Output, without alteration, the first line of the entries and each line after it, stopping with the line that contains "e2e/pages/global_navigation.ts".
━━━━━ Supplied information
PR #145, opened 2023-06-01
add realms e2e tests

nathanosdev:
This PR adds e2e tests for realms. It also fixes a few bugs in realms. I found more bugs, mostly related to state being out of sync at different parts of the UI but I fixed only the ones that I think are affecting the UX or confusing users in some way. I don't want to spend too much time fixing state syncing issues since I think we can make this much easier by using a state pattern, which would be a much bigger refactoring.

An example of an issue I chose not to fix was after you leave a realm, if you then click the toggle at the top left, the realm that you just left is still present in the list of the users realms. I think it's pretty harmless.

There's also some code that snuck back into the codebase, likely through git branch merges. I'm gonna stop these branch chains now anyway, there's sufficient code here now that I can work on a parallel branch while waiting for a previous branch to be merged.


e2e/pages/global_navigation.ts
nathanosdev, line 1: Another file that somehow got back into the codebase, likely from merging branches again.

e2e/support/post_interaction.ts
```diff
@@ -1,29 +0,0 @@
-import { Locator, Page } from "@playwright/test";
```
nathanosdev, line 1: More code that was deleted in a previous PR and somehow came back.

src/frontend/src/header.jsx
```diff
@@ -73,10 +73,10 @@ export const Header = ({subtle, route, inboxMode, user}) => {
         </div>}
         {loading && <Loading />}
         {inRealm &&
-            <HeadBar title={user.current_realm} shareLink={`realm/${user.current_realm}`} 
+            <HeadBar title={api._user.current_realm} shareLink={`realm/${api._user.current_realm}`}
```
nathanosdev, line 76: This fixes an issue with the `HeadBar` that was happening when a user first enters a realm. None of the data was available so the title did not display and the home link didn't work.

src/frontend/src/realms.jsx
```diff
@@ -139,9 +139,11 @@ export const RealmForm = ({existingName}) => {
                     alert(`Error: ${response.Err}`);
                     return;
                 }
-                await Promise.all([window.reloadCache(), api._reloadUser(), loadRealm()]);
                 if (!editing) {
```
nathanosdev, line 142: There's two issues fixed here. The first is that calling `loadRealm()` here was causing an error popup saying "no realm found" (or something similar) when a new realm was created. I cannot find any impact from removing this, it would be good if you could confirm that I'm not missing some edge case @taggrx.

Second issue was that after creating the realm, the user is redirected to the new realm's page, but the info for the realm is not loaded yet. This makes it look like the user has not joined the realm yet because it shows the "JOIN" button, not the "LEAVE" button.

I saw this happening recently on Taggr but I didn't understand why until I found this bug now. But someone created a realm and did not join it. So I think they created it, were redirected to this page which showed the "JOIN" button, so they clicked it which resulted in them actually leaving the realm since they were already joined, but the UI showed the opposite.

src/frontend/src/header.jsx
taggrx: Amazing!

src/frontend/src/realms.jsx
taggrx: Does the color scheme change still works after without this line? I think it was added to make the oclor changes effective right after saving.

taggrx (approved):

PR #152, opened 2023-06-02
Improvements

taggrx:
Minor improvements. Most notable change is a better algorithm for counting popular tags.


chmllr (approved):

src/frontend/src/header.jsx
```diff
@@ -67,28 +68,27 @@ export const Header = ({subtle, route, inboxMode, user}) => {
...
-        {inRealm &&
-            <HeadBar title={api._user.current_realm} shareLink={`realm/${api._user.current_realm}`} 
-                styleArg={{background: realmBg, color: realmFg}}
+        {currentRealm &&
+            <HeadBar title={currentRealm} shareLink={`realm/${currentRealm.toLowerCase()}`} 
+                styleArg={colors}
                 content={<>
-                    <button style={{background: realmBg}} onClick={() =>location.href = `#/realm/${api._user.current_realm}`} >
-                        <Home styleArg={{fill: realmFg}} />
+                    <button style={colors} onClick={() =>location.href = `#/realm/${user.current_realm}`} >
```
nathanosdev, line 80: This is broken again now. If you enter a realm and then click the home icon it will direct you to `/#/realm/null` and show a `404 NOT FOUND` page. I guess it should be `#/realm/${currentRealm}`.

taggrx: Thanks a lot Nathan!

What do you mean with "now"? I was actually fixing the issue that when you enter a realm, the head bar with the color was not taking the assigned color.

nathanosdev: > What do you mean with "now"?

I mean "now" because it was working before the change from `api._user.current_realm` to `user.current_realm`.

PR #156, opened 2023-06-03
refactor e2e tests to use steps

nathanosdev:
This PR refactors e2e tests to use Playwright's step functionality. This should make the test organization easier to reason about and better isolate the individual stages of long-running tests. I've also reduced some duplication in the tests.


taggrx (approved):
NICE!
━━━━━━━━━━
> _Worked solution_
PR #145, opened 2023-06-01
add realms e2e tests

nathanosdev:
This PR adds e2e tests for realms. It also fixes a few bugs in realms. I found more bugs, mostly related to state being out of sync at different parts of the UI but I fixed only the ones that I think are affecting the UX or confusing users in some way. I don't want to spend too much time fixing state syncing issues since I think we can make this much easier by using a state pattern, which would be a much bigger refactoring.

An example of an issue I chose not to fix was after you leave a realm, if you then click the toggle at the top left, the realm that you just left is still present in the list of the users realms. I think it's pretty harmless.

There's also some code that snuck back into the codebase, likely through git branch merges. I'm gonna stop these branch chains now anyway, there's sufficient code here now that I can work on a parallel branch while waiting for a previous branch to be merged.


e2e/pages/global_navigation.ts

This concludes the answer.